Jand42 commented 1 year ago

@granicz I have created a proposal for authentication change #1338

About this ticket I just have one thing to change: all RPC calls should be POST by default to not break HTTP semantics. GETs should be non-side-effecting, which we can't know from just the RPC method not having arguments. We can add a way to annotate method to be a "GET", for example adding an argument to attribute: [<Remote(isGet = true)>].

We could also allow changing path on the Remote attribute itself for ese of use: `[<Remote("/myApi/doStuff")>].

rbauduin commented 1 year ago

This looks very interesting. I have written some code to use ASP.Net's endpoint routing in a WebSharper app and handling RPCs is sub optimal due to the fact the RPC call is not posted to a predictable location. I think this change would allow me to have much finer grained control on RPC access using only the Authorize annotation, looking forward to it!

granicz commented 1 year ago

@rbauduin Just making sure things fall into the right place, can you add an example here?

rbauduin commented 1 year ago

@granicz Currently, I can annotate WS Endpoints like this:

[<EndPoint "/admin";Authorize(Policy="Admin");Wildcard>] Admin of args:list<string>

This requires a user to have admin rights to access this endpoint.

I imagine something similar could be done for Rpc. Just making this up, but if I could then do something like

[<Rpc "/path/to/call";Authorize(Policy="SuperAdmin")]
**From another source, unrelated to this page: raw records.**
PR #6258, opened 2024-10-02
Adding a new Review doesn't update the Tree Control Node.

### LINKED ISSUE #6251: Adding a new Review doesn't update the Tree Control Node.
1. Create a new Review item.
2. The code shows a comment icon, but the tree node doesn't update.

To show the comment in the tree control, the control must be reloaded.

Conversely, deleting the last comment in a file doesn't remove the comment icon from the tree node either.

alexr00:
Fixes #6251


src/view/commentDecorationProvider.ts
```diff
@@ -0,0 +1,54 @@
...
+				const pr = repo.pullRequestModels.get(query.prNumber);
+				if (pr && pr.reviewThreadsCache.some(c => c.path === query.fileName)) {
+					return {
+						propagate: false,
+						tooltip: 'Commented',
+						// allow-any-unicode-next-line
+						badge: '💬',
+					};
+				}
+			}
```
hediet, line 48: The return does not seem to depend on `repo` or `pr`, thus I'd do it like this:

```suggestion
                        const isCommented = folderManager.gitHubRepositories.some(repo => {
                            const pr = repo.pullRequestModels.get(query.prNumber);
                            return pr && pr.reviewThreadsCache.some(c => c.path === query.fileName);
                        })
                        if (isCommented) {
			    return {
				    propagate: false,
				    tooltip: 'Commented',
				    // allow-any-unicode-next-line
				    badge: '💬',
			    };
                        }
```

This reduces nesting a bit and makes the control flow and data flow easier to understand (control flow, because mentally for a `for`, we have to iterate through the loop to understand how the `return` works, but for `some`, we don't care about execution order; data flow because we see immediately that the return does not depend on previous for iterations/repo or pr).

hediet (approved):

Tyriar (approved):

PR #6275, opened 2024-10-11
Use `CommentThreadCollapsibleState` instead of calling hide

aiday-mar:
Use `CommentThreadCollapsibleState` instead of calling hide


alexr00 (approved):
Thank you!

and update the AspNet endpoint routing to require the policy "SuperAdmin" for all (POST) requests to "/path/to/call".

As WS Endpoints are defined in a DU type, it's easy to retrieve and handle all the cases. The trick will be to retrieve all Rpc annotations and add the required authorization checks for the requests at these locations. I don't know yet how to do it, and hope it would be possible with reflection without too much fuss. Let me know if you need more info regarding my use case.